─── EXTRACTED RECORDS
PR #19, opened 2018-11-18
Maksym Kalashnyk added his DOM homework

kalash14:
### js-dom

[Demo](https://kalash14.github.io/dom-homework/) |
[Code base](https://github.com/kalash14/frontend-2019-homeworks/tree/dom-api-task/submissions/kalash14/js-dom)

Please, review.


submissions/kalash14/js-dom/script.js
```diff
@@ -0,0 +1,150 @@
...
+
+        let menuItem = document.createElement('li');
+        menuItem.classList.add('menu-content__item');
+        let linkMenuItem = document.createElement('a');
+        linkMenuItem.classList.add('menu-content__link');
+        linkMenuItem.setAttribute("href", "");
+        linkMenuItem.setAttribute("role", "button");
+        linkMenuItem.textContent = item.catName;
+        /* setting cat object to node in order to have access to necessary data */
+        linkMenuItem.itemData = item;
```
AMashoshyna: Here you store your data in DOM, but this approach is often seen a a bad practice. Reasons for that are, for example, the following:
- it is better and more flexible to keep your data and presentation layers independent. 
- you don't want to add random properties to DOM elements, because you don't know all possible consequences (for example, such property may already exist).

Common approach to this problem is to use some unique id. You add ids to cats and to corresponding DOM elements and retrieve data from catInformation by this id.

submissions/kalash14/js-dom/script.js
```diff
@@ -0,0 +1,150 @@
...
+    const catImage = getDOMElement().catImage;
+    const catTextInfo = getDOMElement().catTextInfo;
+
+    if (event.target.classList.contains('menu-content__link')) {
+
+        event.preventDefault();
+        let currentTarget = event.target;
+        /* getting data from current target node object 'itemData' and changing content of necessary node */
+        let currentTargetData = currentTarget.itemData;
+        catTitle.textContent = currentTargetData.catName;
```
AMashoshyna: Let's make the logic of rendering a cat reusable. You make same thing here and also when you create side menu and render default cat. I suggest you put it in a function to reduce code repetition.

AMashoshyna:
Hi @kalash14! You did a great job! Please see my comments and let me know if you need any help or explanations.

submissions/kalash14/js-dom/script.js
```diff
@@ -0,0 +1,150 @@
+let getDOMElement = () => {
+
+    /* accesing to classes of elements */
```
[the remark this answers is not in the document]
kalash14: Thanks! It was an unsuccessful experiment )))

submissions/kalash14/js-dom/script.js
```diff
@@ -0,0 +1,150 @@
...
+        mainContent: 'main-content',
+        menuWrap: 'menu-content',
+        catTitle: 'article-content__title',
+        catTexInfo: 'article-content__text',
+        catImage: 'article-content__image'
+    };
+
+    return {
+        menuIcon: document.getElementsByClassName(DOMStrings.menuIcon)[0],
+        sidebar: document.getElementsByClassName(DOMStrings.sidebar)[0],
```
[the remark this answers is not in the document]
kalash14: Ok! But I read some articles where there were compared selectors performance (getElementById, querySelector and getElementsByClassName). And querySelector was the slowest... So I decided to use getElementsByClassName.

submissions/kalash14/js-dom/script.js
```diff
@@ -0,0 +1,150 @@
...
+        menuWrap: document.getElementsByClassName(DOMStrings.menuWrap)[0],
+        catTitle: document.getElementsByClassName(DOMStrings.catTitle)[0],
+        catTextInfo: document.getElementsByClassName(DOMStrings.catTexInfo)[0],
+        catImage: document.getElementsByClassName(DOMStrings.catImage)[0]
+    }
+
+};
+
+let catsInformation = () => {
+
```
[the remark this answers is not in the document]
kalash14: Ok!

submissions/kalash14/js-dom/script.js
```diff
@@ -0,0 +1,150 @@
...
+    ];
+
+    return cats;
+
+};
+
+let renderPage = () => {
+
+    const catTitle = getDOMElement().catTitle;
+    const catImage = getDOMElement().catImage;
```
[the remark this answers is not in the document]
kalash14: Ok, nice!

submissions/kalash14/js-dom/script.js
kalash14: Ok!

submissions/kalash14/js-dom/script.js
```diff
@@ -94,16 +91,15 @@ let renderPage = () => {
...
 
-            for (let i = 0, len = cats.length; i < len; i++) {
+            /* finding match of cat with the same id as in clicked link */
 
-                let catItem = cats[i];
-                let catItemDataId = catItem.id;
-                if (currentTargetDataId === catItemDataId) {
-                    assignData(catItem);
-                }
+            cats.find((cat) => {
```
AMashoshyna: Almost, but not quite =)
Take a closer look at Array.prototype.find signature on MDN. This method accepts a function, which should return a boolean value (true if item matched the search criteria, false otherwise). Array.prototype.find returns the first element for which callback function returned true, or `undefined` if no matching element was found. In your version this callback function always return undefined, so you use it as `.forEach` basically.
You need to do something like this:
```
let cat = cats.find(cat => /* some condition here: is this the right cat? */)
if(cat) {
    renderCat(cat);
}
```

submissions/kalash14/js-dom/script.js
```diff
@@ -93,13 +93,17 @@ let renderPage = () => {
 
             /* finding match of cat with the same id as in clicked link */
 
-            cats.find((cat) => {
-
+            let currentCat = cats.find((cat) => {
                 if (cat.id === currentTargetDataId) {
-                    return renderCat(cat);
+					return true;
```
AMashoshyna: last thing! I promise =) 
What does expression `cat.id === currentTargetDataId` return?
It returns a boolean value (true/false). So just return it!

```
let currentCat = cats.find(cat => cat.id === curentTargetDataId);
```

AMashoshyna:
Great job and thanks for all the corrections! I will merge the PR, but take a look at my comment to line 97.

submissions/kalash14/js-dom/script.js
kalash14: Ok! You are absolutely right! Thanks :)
──────
## [TASK PROMPT]
Show, from the entries above, every line that includes the string "clicked".

## [ANSWER SPACE]
+            /* finding match of cat with the same id as in clicked link */
             /* finding match of cat with the same id as in clicked link */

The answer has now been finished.